Football Digest
- Categories: sports magazine
- Final issue: November 2005
- Country: United States
- Language: English
- ISSN: 0015-6760

= Football Digest =

Football Digest was a sports magazine for fans interested in professional American football, with in-depth coverage of the National Football League (NFL). The magazine modeled the Reader's Digest idea, to bring the best in football journalism from newspapers and magazines that the fans would have otherwise not had an opportunity to read.

The final issue was published in November 2005.

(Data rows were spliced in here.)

PR #2874, opened 2017-11-30
Rollups: Scheduled, Batch and Trigger rollup support

force2b:
Add scheduleable, batch, ldv-batch, queueable, and trigger rollup support. Ensure additional code coverage and functional testing in unit test classes.  Refactor the RollupBatch_SVC class into RollupProcessor_SVC and merge logic for non-ldv and ldv into a single callable method that is shared across all rollup actions. 

Functioning rollups as of this PR are Opportunity and Opportunity/Payment to the Account and Contact objects as well as Allocations to GAU. All of these support LDV/data-skew scenarios.


src/classes/CRLP_Rollup_BATCH.cls
```diff
@@ -0,0 +1,135 @@
...
+    POSSIBILITY OF SUCH DAMAGE.
+*/
+/**
+* @author Salesforce.org
+* @date 2017
+* @group Rollups
+* @group-content ../../ApexDocContent/Rollups2.htm
+* @description Customizable Rollups Batch for non-LDV-type Rollups
+*/
+public class CRLP_Rollup_BATCH implements Database.Batchable<SObject>, Database.Stateful {
```
njjc: Really love the LDV/nonLDV approach here. Do we need Stateful for the non-LDV approach?

src/classes/CRLP_Rollup_TDTM.cls
```diff
@@ -0,0 +1,185 @@
...
+*/
+/**
+* @author Salesforce.org
+* @date 2017
+* @group Rollups
+* @group-content ../../ApexDocContent/Rollups2.htm
+* @description Customizable Rollups for TDTM
+*
+*/
+public class CRLP_Rollup_TDTM extends TDTM_Runnable {
```
njjc: I'm not sure I grok how this trigger is handling the common insert case where an Opportunity is inserted, which triggers Payment and Allocation insert. Does this manage to enqueue the rollups only once for the parent records in that case?

src/classes/UTIL_MasterSchedulableHelper.cls
```diff
@@ -58,33 +58,79 @@ public without sharing class UTIL_MasterSchedulableHelper {
...
-        'NPSP 03 - Opportunity Household Rollups'   => new List<String>{'0 0 23 ? * *', 'RLLP_OppHouseholdRollup_BATCH'},
-        'NPSP 04 - Opportunity Soft Credit Rollups' => new List<String>{'0 0 23 ? * *', 'RLLP_OppSoftCreditRollup_BATCH'},
-        'NPSP 05 - GAU Allocation Rollups'          => new List<String>{'0 0 23 ? * *', 'ALLO_Rollup_SCHED'},
-        'NPSP 06 - Recurring Donation Updates'      => new List<String>{'0 0 23 ? * *', 'RD_RecurringDonations_BATCH'},
-        'NPSP 07 - Seasonal Address Updates'        => new List<String>{'0 0 23 ? * *', 'ADDR_Seasonal_SCHED'},
-        'NPSP 08 - Level Assignment Updates'        => new List<String>{'0 0 4 ? * *',  'LVL_LevelAssign_SCHED'},
-        'NPSP 09 - Data Import Batch Processing'    => new List<String>{'0 0 22 ? * *', 'BDI_DataImportBatch_SCHED'}
-    };
+    @testVisible
+    public static Map<String, List<String>> defaultScheduledJobs {
```
njjc: Let's meet to discuss the approach taken here and the end goals.

src/classes/CRLP_Operation.cls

It also had its own independent All-Rookie team which began in 1971 and its own All-pro team which began in the 1980s. The All-Pro team was chosen by the editorial staff which gave them the freedom to choose otherwise less-publicized players on the second-team selections. By interviewing coaches and players the editors felt they got the inside "scoop" on who the "sleepers" were for an All-Pro Team.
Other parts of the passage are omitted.